[Opening Task material section]

PR #1783, opened 2015-11-10
Replace `_.extend` with `Object.assign`

jonathanp:
To increase consistency I have replaced the client side uses of `_.extend` with `Object.assign`.


JedWatson:
:+1: great

Issue #1723, opened 2015-10-09
0.4:  Using the + in the Admin UI Home Page to create does not work


webteckie:
Using the + sign next to each item type as in the following screenshot does not work:

![image](https://cloud.githubusercontent.com/assets/5872515/10383501/ac7c01b0-6dfd-11e5-923c-c08a03e3fbce.png)

It goes to an empty page:

![image](https://cloud.githubusercontent.com/assets/5872515/10383505/c7450e74-6dfd-11e5-9471-8a0d1891647b.png)

OS:  Windows 10
Browser: Chrome

jonathanp:
This has been resolved, thanks for reporting the issue @webteckie!

PR #1784, opened 2015-11-10
Check if param value is defined in filtersFromUrlParams (#1723)

kumo:
The '+' links in the Admin UI home page (#1723) weren't working because the ``filtersFromUrlParams`` function in CurrentListStore.js had an undefined value for the search param ``?create``


JedWatson:
Thanks @kumo

PR #1788, opened 2015-11-10
Remove unused code for search input visibility toggling

jonathanp:
Since the toggling of the visibility of the search input field is (very elegantly) handled by CSS this commit removes some no longer needed code.


JedWatson:
You're on fire... to save a bunch of "thanks @jonathanp" I'm just going to start silently merging the simple ones :)

Issue #1711, opened 2015-10-07
0.4:  Creating a new user throws error


webteckie:
![image](https://cloud.githubusercontent.com/assets/5872515/10326628/775e62a4-6c6b-11e5-9dd8-d7df0cfcccb0.png)

The following input reproduces the issue:
![image](https://cloud.githubusercontent.com/assets/5872515/10326859/26ef95c4-6c6e-11e5-8b89-9b96cb626940.png)

OS:  Windows 10
Browser: Chrome

JedWatson:
Fixed by @kumo's PR

PR #1789, opened 2015-11-10
Using error keys to map error messages (#1711)

kumo:
The errors from the modal ``CreateForm.js`` are stored in an Object rather than an Array, so the map function wasn't working. This was causing the error in #1711


JedWatson:
Thanks @kumo

PR #1790, opened 2015-11-10
Focus the focus target in the create form modal when opening the modal

jonathanp:
This PR fixes a bug that caused the focus target in the modal in `CreateForm` to not be focused when the modal was opened.

screen shot 2015-11-10 at 10 16 17

Another approach (probably better) would be to submit a PR to [Elemental UI](https://github.com/elementalui/elemental/blob/master/src/components/Modal.js) and refactor the `Modal` component there to use the low level API of `ReactTransitionGroup` instead of `ReactCSSTransitionGroup`, which has a lifecycle method `componentDidEnter` that could be used for the focusing. [More info on how this API could be used.](https://facebook.github.io/react/docs/animation.html)

### DIFF
--- a/admin/client/components/CreateForm.js
+++ b/admin/client/components/CreateForm.js
@@ -41,9 +41,9 @@ var CreateForm = React.createClass({
 	componentDidUpdate (prevProps, prevState) {
 		if (this.props.isOpen !== prevProps.isOpen) {
 			document.body.style.overflow = (this.props.isOpen) ? 'hidden' : '';
-			if (this.refs.focusTarget) {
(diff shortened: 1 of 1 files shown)


JedWatson:
A PR for elemental implementing that would be very welcome, in the meantime I'll merge this because it's much nicer to use in Keystone.

JedWatson:
p.s. not sure if you've seen it but another more elegant solution here might be to use the `autofocus` prop on Elemental FormInput components. We could add it to the Field components and pass it through... let me know if you want to look into that.

jonathanp:
Good call, just fixed it in #1799

PR #1825, opened 2015-11-16
Remove redundant `module.exports`/`exports`

jonathanp:
This PR removes redundant `module.exports`/`exports` statements.

If these have any meaning that I'm not aware of please enlighten me. :)


JedWatson:
The reason we reassign `exports` when reassigning `module.exports` is so that any references to `exports.x` in the file won't be mistakenly pointed at the previous `module.exports` object It's really just a safety precaution.

However, I think I'm OK with this change. Let's go with it.

PR #1826, opened 2015-11-17
Datetime UI Filter

snowkeeper:
#### ui filter
dtbetween

The popout doesn't currently resize when the content gets bigger.  This adds a forced minimum until a better solution.

### DIFF
--- a/admin/client/components/ListFiltersAdd.js
+++ b/admin/client/components/ListFiltersAdd.js
@@ -15,7 +15,8 @@ var ListFiltersAdd = React.createClass({
 	displayName: 'ListFiltersAdd',
 	getDefaultProps () {
 		return {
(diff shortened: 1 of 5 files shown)


snowkeeper:
Added an `onlyTime` field option to **DateTime**.  Displays the time option only.  

Switched time field to selects.

JedWatson:
@snowkeeper thanks! I think we're better off creating a new `time` field though, rather than having `onlyTime` as an option on a timestamp; otherwise there's unmanageable data in the database, and it's a bit misleading. A new `Time` could simply store its value as a number in 24h time.

snowkeeper:
I was just about to say the same.  Working with it was difficult at best.  I'll fix this pr.

Issue #1827, opened 2015-11-17
react-day-picker uses "stage":0  in .babelrc


megheaiulian:
There is backward-incompatible change from Babel 5.x to 6 as stage option is replaced with presets.
This breaks the admin section because fields.js,list.js,item.js are not compiling.

JedWatson:
Hmm, any idea on how we are supposed to stop babel from transpiling anything in the `node_modules` folder? that seems like a really silly thing for it to be doing automatically.

Aside from that, it's odd you're seeing this as I can't reproduce any issues compiling `fields.js`, `list.js` or `item.js`.

megheaiulian:
@JedWatson I am using node v5.0.0 and npm 3.3.6 on Windows 10. This version of node and npm seems to place node_modules a bit different. e.g. react-day-picker is not place at "project"/node_modules/keystone/node_modules/react-day-picker but at "project"/node_modules/react-day-picker. Because of this maybe browserify runs react-day-picker thru babelify transform and triggers the error.

megheaiulian:
Here is a screenshot of the error.
https://db.tt/JnH5dZw9

morenoh149:
@megheaiulian I get 404 on that link

megheaiulian:
here is a update screenshot
https://db.tt/0qZxPLkS

megheaiulian:
Has anyone encounter this issue? It seems to be a problem with browserify. I think transforms shouldn't be applied to dependency modules normally unless they are global transforms?

jacargentina:
I've got that error when updated my own fork with today code from master; i've reverted as it breaks the admin ui

megheaiulian:
@jacargentina 
For a quick fix you can try to add a postinstall.js:
```javascript
var fs = require('fs')
	, path = require('path')
	, dir = path.dirname(require.resolve('react-day-picker'));

fs.unlink(dir+'/.babelrc',function(err){
	if(err) console.error(err.message);
	console.log("Deleted .babelrc");
});
```
and change scripts section in npm to something like:
```json
"scripts": {
    "start": "node keystone.js",
     "postinstall": "node postinstall.js"
},
```
This way you can still work with the latest version until the issue is solved.

JedWatson:
I still can't replicate this, but `react-day-picker` is now bundled in the common packages and should be ignored by the dynamic browserify bundles. @megheaiulian and/or @jacargentina can you try the latest code in master and let me know if it's still an issue for you?

PR #1828, opened 2015-11-17
Ignore react-day-picker from babelify since it is already compiled

megheaiulian:
#1827


megheaiulian:
It seems ignore is checked after options in .babelrc so this fixes nothing.

PR #1830, opened 2015-11-17
UI Filter list only filterable items

snowkeeper:


JedWatson:
@snowkeeper thanks for the PR! this wasn't going to work as-is, other parts of the UI depend on that method (unrelated to filtering). I've implemented a new `getAvailableFilters` method on the CurrentListStore, you might be interested in reviewing the commit (and also the syntax)

PR #1838, opened 2015-11-18
Replace `function`'s with arrow functions

jonathanp:


JedWatson:
This is great, thanks!

I'm not 100% sold on inlining the `showCreateForm` and `wasSignedOut` functions, imo it's clearer if they're defined above even though they're only used in one place, but happy to go with it. These will disappear soon anyway when react-router is used.

Issue #1849, opened 2015-11-21
Select menu should have higher z-index? 


terenzeyuen:
![screen shot 2015-11-21 at 18 50 20](https://cloud.githubusercontent.com/assets/2553680/11319932/e94ec78a-9080-11e5-97db-95b555312433.png)

jossmac:
Resolved by #1850

PR #1850, opened 2015-11-21
Fix to issue select menu being overlapped

terenzeyuen:
https://github.com/keystonejs/keystone/issues/1849

screen shot 2015-11-21 at 18 50 20
screen shot 2015-11-21 at 18 53 06


JedWatson:
Thanks @terenzeyuen!

PR #1862, opened 2015-11-24
delete item fixes #1856

### LINKED ISSUE #1856: [0.4] Deleting from the item view goes to an empty page
image

snowkeeper:
This adds back the same code from 0.3.x.  Not sure if you were working on something new.

### DIFF
--- a/admin/server/routes/list.js
+++ b/admin/server/routes/list.js
@@ -46,6 +46,30 @@ module.exports = function(req, res) {
 			}
 		});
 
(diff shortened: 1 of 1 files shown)


JedWatson:
Planning to do this client-side, working to get entirely away from processing code in the routes so we can go entirely SPA.

The thing we need to do here is use the `DeleteItems` method on the `List` class, as per the `items` view.

snowkeeper:
Makes sense.  Are you working on it or would you like me to have a look?

JedWatson:
Thanks, just jumped in and did it :)

PR #1889, opened 2015-11-30
Move the confirmation dialog from `EditForm` to own reusable component

jonathanp:
I refactored the `EditForm` component a bit by moving out the confirmation dialog to an own component so we're able to reuse it in other places and have a better [SOC](https://en.wikipedia.org/wiki/Separation_of_concerns).

### DIFF
--- a/admin/client/components/ConfirmationDialog.js
+++ b/admin/client/components/ConfirmationDialog.js
@@ -1,0 +1,45 @@
+import React from 'react';
+import { Modal, ModalBody, ModalFooter, Button } from 'elemental';
+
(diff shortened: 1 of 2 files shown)


adnasa:
nice :+1:

adnasa:
Can you please add support where the `onConfirmation` button can be displayed as a *primary* button rather than always *danger*?

Not every time that an action taken that requires a confirmation is dangerous.

JedWatson:
:+1: nice, @jonathanp 

Also agree with @adnasa, although this can be a separate PR, maybe we introduce a `confirmationType` prop?

PR #1890, opened 2015-11-30
Removed redudant code

adnasa:
```
List.prototype.deleteItem = function (itemId, callback) {
	this.deleteItems([itemId], callback);
};
```

is a redundant implementation, since this declaration already existed on [L161](https://github.com/keystonejs/keystone/blob/master/admin/client/lib/List.js#L161)


JedWatson:
Oops! Thanks @adnasa :)

PR #1891, opened 2015-11-30
Extending the store with notify-error in attempt to follow the patter…

adnasa:
Extending the store with notify-error in attempt to follow the patterns implemented in store-prototype.

## Changes

- `deleteItem` calls `deleteItems` instead having to deal with a single item explicitly (taken from `admin/lib/List.js`

--- 

## onError

- The idea here is to try to continue on the pattern that is implemented with `store-prototype` and go on from there instead of having to register callbacks from the components that consumes this store.

---

## example

```js
componentDidMount () {
  CurrentListStore.addChangeListener(this.updateStateFromStore);
  CurrentListStore.onError(function(err) {
    // oh snap!
  });
}
```

---

There is one thing I'm not sure of: that is whether `onError` should return the index that the callback is registered on.

### DIFF
--- a/admin/client/stores/CurrentListStore.js
+++ b/admin/client/stores/CurrentListStore.js
@@ -11,6 +11,7 @@ let _location = null;
 let _ready = false;
 let _loading = false;
 let _items = {};
+let _onErrorHandlers = [];
 
 const _list = new List(Keystone.list);
 
@@ -135,6 +136,11 @@ const CurrentListStore = new Store({
 			columns: active.columns,
 			page: page
 		}, (err, items) => {
+
+			if (err) {
+				this.notifyError(err);
+			}
+
 			_loading = false;
 			// TODO: graceful error handling
 			if (items) {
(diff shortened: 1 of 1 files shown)


admin/client/stores/CurrentListStore.js
```diff
@@ -148,15 +154,16 @@ const CurrentListStore = new Store({
...
-			this.loadItems();
-		});
+		this.deleteItems([itemId]);
 	},
 	deleteItems (itemIds) {
 		_list.deleteItems(itemIds, (err, data) => {
-			// TODO: graceful error handling
-			this.loadItems();
+			if (err) {
+				this.notifyError(err.message || `Failed to delete item(s) of type ${_list.path}`);
```
JedWatson: use the `plural` util here for a nicer message

JedWatson:
Thanks for this @adnasa - we've ended up replacing the store with Redux, so this won't make it in, really appreciate it though.

PR #2465, opened 2016-03-19
Fixed issue #2427 - wysiwyg cloudinary image upload https

### LINKED ISSUE #2427: wysiwyg cloudinary image upload https
Wondering if there is a configuration option for making the inserted image source be https when inserting a cloudinary image using the wysiwyg option (enabled by the 'wysiwyg cloudinary images': true option) for the html data type .

I've tried doing

keystone.set('cloudinary secure', true);

but the inserted url is still http.

Would be super duper great to have this because otherwise would have to train users to view source and add https to every image they upload--something easily forgotten. :)

suryagh:
Fixed #2427. 

Issue: 
- Set the `keystone.set('cloudinary secure', true);` option and start the application.
- Upload an image to the cloudinary using the _wwysiwyg editor_.
- Click the `source code` button of the  _wwysiwyg editor_.
- The cloudinary image url used is `http` instead of `https`.

Solution: 

- The `cloudinary uploader` module does return both the `secure` and `non-secure` urls of the uploaded image. Modified the code to return `secure` url to the client if `cloudinary secure` option is set to `true`

### DIFF
--- a/admin/server/api/cloudinary.js
+++ b/admin/server/api/cloudinary.js
@@ -15,7 +15,7 @@ module.exports = {
 					if (result.error) {
 						res.send({ error: { message: result.error.message } });
 					} else {
-						res.send({ image: { url: result.url } });
+						res.send({ image: { url: (keystone.get('cloudinary secure') === true) ? result.secure_url : result.url } });
 					}
 				};
 


JedWatson:
Looks good, thanks @suryagh!

PR #2472, opened 2016-03-21
Add some general doc about fields

mxstbr:


JedWatson:
Good start @mxstbr :+1:

We should follow up with filtering as well.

[Closing Task material section]

**Your instructions**. A single number is the answer here: how many lines above carry the string "goes"?

**Solution to the problem**. 2